We have reached that point where LLMs are used for explaining and answering questions while they are themselves not explainable, at least not sufficiently. They then go on to talk about a new paradigm of agentic interpretability, where by keeping the model as an active participant in the conversation, the user tries to steer it such that the system is incentivized to reveal more of how it works.
Been suggests thinking of the user-LLM interaction as a teacher-student relationship. The teacher does a better job when they know what it is that the student does not know. By analogy, LLMs can have a mental model of the user, and this is something that we essentially hand in to them by way of interacting with them. If they have an accurate mental model, they can help us understand better. The key advantage of agentic interpretability is that even if you don't understand everything about the model as a user, you have some control over the conversation so that you can elicit what's most useful to you in each case.
My AI safety comment here is that this kind of explainability seems to assume at least some degree of human-AI alignment, where the model is incentivized to give the user what's truly useful to them, and not, for example, be sycophantic or misleading or have other processes taking place under the hood while keeping the human busy and entertained. So, in that sense, it does not sound like a strong explainability pathway for safety-relevant purposes without granting a certain degree of alignment first. I'm especially imagining a sufficiently capable system that rather than taking the teacher-student relationship, acts more as a corrupt politician who tries to convince you to give them your vote while working on their own projects behind your back and against your interests. The interaction may be giving you the illusion that they care about you, that they want to provide you with information and context, and that they're taking the time for you to engage in conversation with them, while their true intentions are completely different.
One of the ways I like to think of the alignment problem is in terms of explanation. Specifically, what are the kinds of explanations that we would need to have to say that we understand a given system sufficiently to steer it in a human-compatible direction?
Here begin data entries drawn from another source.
PR #348, opened 2024-10-17
fix: ic0.call_perform spec

mraszyk:
This PR fixes issues in `ic0.call_perform` spec:
- adds one more condition under which a call successfully finalized by `ic0.call_perform` might still fail;
- specifies that discarding a pending call does not refund the prepayment for execution since this prepayment is not charged for a pending call.


Dfinity-Bjoern (approved):
Thanks for fixing!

I find that this is a good question to ask, both when thinking separately about techniques and their effectiveness, for example, chain-of-thought, and when thinking about combining different techniques and methodologies, and for zooming out to see the big picture of the alignment problem.
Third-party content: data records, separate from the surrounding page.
PR #351, opened 2024-10-21
[FINAL] feat: Add sections for new subnet_info endpoint

michael-weigelt:
In certain circumstances, canisters wish to learn about subnet-specific data or metadata. This endpoint enables these use cases, starting with exposing the replica version a subnet is currently running. 

Open questions: 
- [x] Should this method be restricted to canisters or can any principal call it? **Update:** Yes, to pass on the cost to the caller
- [x] Naming: Is 'stats' fine if we anticipate that data like number of canisters, memory occupied etc might be added to the response struct? **Update:** Renamed to subnet_metrics **Update** Renaming to subnet_info!

### DIFF
--- a/spec/_attachments/ic.did
+++ b/spec/_attachments/ic.did
@@ -342,6 +342,14 @@ type node_metrics_history_result = vec record {
     node_metrics : vec node_metrics;
 };
 
+type subnet_stats_args = record {
+    subnet_id : principal;
+};
+
+type subnet_stats_result = record {
+    replica_version : text;
+};
+
 type provisional_create_canister_with_cycles_args = record {
     amount : opt nat;
     settings : opt canister_settings;
@@ -443,6 +451,9 @@ service ic : {
 
     // metrics interface
     node_metrics_history : (node_metrics_history_args) -> (node_metrics_history_result);
+
+    // subnet stats
+    subnet_stats : (subnet_stats_args) -> (subnet_stats_result);
 
     // provisional interfaces for the pre-ledger world
     provisional_create_canister_with_cycles : (provisional_create_canister_with_cycles_args) -> (provisional_create_canister_with_cycles_result);
--- a/spec/_attachments/ic.did
+++ b/spec/_attachments/ic.did
@@ -342,11 +342,11 @@ type node_metrics_history_result = vec record {
     node_metrics : vec node_metrics;
 };
 
-type subnet_stats_args = record {
+type subnet_metrics_args = record {
     subnet_id : principal;
 };
 
-type subnet_stats_result = record {
+type subnet_metrics_result = record {
     replica_version : text;
 };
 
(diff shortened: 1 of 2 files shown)


mraszyk (commented):
LGTM

spec/_attachments/ic.did
```diff
@@ -342,6 +342,14 @@ type node_metrics_history_result = vec record {
     node_metrics : vec node_metrics;
 };
 
+type subnet_stats_args = record {
```
Dfinity-Bjoern, line 345: For consistency with the node metrics and the subnet metrics in the state tree – which may eventually converge to contain the same information – should we call this `subnet_metrics_...`?

michael-weigelt: Sounds good, I'll change it. Unless you are waiting for an opinion from somebody else?

adambratschikaye:
If a canister wants to get the information for it's own subnet, how is it supposed to figure out which subnet it is on?

mraszyk:
> If a canister wants to get the information for it's own subnet, how is it supposed to figure out which subnet it is on?

The registry has an endpoint that serves this information.

michael-weigelt:
Perhaps we should make the argument optional? If it's None, the canister's own subnet is used.

dsarlis:
Is there a reason why we went with `subnet_metrics` instead of `subnet_metadata` or `subnet_info`? The `replica_version` is not exactly a metric. Do we envision that we would eventually have things like number of canisters or state of the subnet served through this endpoint? Even then, I think `subnet_info` would still be ok (`subnet_metrics` would still suffer from including the `replica_version` which is not really a metric).

michael-weigelt:
>Do we envision that we would eventually have things like number of canisters or state of the subnet served through this endpoint

Yes, I believe. But I see the point. It's a misnomer now, and will be less of a misnomer later, but still not quite right. 

>why

Just in case you missed [the collapsed item](https://github.com/dfinity/interface-spec/pull/351#discussion_r1810717117).

mraszyk:
> Is there a reason why we went with `subnet_metrics` instead of `subnet_metadata` or `subnet_info`? The `replica_version` is not exactly a metric. Do we envision that we would eventually have things like number of canisters or state of the subnet served through this endpoint? Even then, I think `subnet_info` would still be ok (`subnet_metrics` would still suffer from including the `replica_version` which is not really a metric).

I agree that `subnet_info` makes more sense and is consistent with the existing `canister_info` endpoint. We already have a path `/subnet/<subnet_id>/metrics` in the state tree though and if we eventually converge into having the same data in the state tree and in `subnet_info`, then the name would be inconsistent (unless we could rename the state tree path).

dsarlis:
> > Is there a reason why we went with `subnet_metrics` instead of `subnet_metadata` or `subnet_info`? The `replica_version` is not exactly a metric. Do we envision that we would eventually have things like number of canisters or state of the subnet served through this endpoint? Even then, I think `subnet_info` would still be ok (`subnet_metrics` would still suffer from including the `replica_version` which is not really a metric).
> 
> I agree that `subnet_info` makes more sense and is consistent with the existing `canister_info` endpoint. We already have a path `/subnet/<subnet_id>/metrics` in the state tree though and if we eventually converge into having the same data in the state tree and in `subnet_info`, then the name would be inconsistent (unless we could rename the state tree path).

Despite this being an interview with successful interpretability researchers, it is implied that interpretability is not the single ultimate pathway to explaining these systems. This can have a pretty pessimistic interpretation for how likely it is for safety to go well, but I focus on the positive: both researchers have a very pragmatic attitude towards finding what would actually work, even if it's counterintuitive or outside their main agenda.
Regardless of the techniques used and the specifics of any given project, the field would likely benefit from more systematic attempts to clearly articulate what kind of explanation is given through any result or theoretical framing.
I'm not giving that context here, but the Stanford Encyclopedia of Philosophy entries on scientific explanation are a good start.